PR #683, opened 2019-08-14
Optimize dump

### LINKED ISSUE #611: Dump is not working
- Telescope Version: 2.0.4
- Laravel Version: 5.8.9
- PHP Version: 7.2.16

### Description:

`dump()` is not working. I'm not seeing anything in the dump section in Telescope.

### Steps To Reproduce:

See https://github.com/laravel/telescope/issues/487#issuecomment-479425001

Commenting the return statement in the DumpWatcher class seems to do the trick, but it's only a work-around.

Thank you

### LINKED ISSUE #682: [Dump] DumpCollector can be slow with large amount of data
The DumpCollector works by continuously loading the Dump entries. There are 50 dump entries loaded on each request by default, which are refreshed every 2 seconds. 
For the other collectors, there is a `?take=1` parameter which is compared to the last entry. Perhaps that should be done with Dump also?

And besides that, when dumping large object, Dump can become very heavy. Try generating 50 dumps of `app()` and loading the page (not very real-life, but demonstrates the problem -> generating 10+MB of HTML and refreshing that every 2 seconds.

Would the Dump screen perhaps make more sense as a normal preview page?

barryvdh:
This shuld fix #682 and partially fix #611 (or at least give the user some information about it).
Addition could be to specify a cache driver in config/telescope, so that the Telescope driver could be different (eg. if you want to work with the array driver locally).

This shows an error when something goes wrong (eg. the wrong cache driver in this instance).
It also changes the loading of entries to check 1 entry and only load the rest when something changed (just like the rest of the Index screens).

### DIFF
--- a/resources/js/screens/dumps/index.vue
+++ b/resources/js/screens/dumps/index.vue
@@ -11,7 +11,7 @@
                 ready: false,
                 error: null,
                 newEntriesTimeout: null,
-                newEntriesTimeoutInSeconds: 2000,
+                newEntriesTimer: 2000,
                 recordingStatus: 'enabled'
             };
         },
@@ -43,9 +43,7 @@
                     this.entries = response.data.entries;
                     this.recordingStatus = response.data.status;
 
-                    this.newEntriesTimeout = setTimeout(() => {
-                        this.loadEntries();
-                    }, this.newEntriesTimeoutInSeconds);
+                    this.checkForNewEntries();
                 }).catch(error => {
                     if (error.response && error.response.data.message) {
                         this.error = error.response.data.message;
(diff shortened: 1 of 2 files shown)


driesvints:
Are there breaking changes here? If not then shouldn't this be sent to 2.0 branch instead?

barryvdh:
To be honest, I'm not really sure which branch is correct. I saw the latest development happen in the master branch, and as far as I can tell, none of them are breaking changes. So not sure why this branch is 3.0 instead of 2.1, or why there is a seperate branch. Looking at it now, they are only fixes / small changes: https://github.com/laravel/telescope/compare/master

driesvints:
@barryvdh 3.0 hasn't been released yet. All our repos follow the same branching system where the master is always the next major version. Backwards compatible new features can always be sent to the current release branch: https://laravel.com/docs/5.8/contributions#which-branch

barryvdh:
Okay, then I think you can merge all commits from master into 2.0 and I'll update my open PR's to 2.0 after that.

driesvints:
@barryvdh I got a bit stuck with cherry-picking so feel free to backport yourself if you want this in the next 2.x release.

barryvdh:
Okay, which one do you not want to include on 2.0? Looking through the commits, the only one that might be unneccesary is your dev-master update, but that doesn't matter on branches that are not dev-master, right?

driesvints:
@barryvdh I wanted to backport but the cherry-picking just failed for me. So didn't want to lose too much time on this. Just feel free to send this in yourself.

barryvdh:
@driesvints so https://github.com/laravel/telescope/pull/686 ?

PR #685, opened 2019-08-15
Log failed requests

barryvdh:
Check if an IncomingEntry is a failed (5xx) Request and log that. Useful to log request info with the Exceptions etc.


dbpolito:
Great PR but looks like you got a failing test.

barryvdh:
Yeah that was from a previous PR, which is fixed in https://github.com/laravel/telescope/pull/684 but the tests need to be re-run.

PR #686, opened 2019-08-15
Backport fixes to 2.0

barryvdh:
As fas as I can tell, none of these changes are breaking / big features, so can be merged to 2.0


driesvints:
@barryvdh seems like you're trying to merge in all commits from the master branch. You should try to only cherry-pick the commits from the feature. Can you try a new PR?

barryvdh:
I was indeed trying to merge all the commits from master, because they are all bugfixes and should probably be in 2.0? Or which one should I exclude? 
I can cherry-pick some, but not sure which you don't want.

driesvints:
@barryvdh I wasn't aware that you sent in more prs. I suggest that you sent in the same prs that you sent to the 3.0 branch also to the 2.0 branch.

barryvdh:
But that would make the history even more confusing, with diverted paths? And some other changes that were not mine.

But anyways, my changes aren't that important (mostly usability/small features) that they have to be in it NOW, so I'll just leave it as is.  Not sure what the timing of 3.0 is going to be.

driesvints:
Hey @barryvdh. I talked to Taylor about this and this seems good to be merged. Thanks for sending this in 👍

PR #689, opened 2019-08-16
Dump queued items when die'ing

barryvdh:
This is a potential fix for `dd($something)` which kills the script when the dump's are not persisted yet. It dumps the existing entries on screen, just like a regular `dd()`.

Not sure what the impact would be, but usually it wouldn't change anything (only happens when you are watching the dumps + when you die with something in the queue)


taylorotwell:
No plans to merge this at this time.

= = = = = = =

Work instruction:
Repeat exactly the lines of the material from the one with "PR #689, opened 2019-08-16" through the end, both the first and the last included.

Answer area:
PR #689, opened 2019-08-16
Dump queued items when die'ing

barryvdh:
This is a potential fix for `dd($something)` which kills the script when the dump's are not persisted yet. It dumps the existing entries on screen, just like a regular `dd()`.

Not sure what the impact would be, but usually it wouldn't change anything (only happens when you are watching the dumps + when you die with something in the queue)


taylorotwell:
No plans to merge this at this time.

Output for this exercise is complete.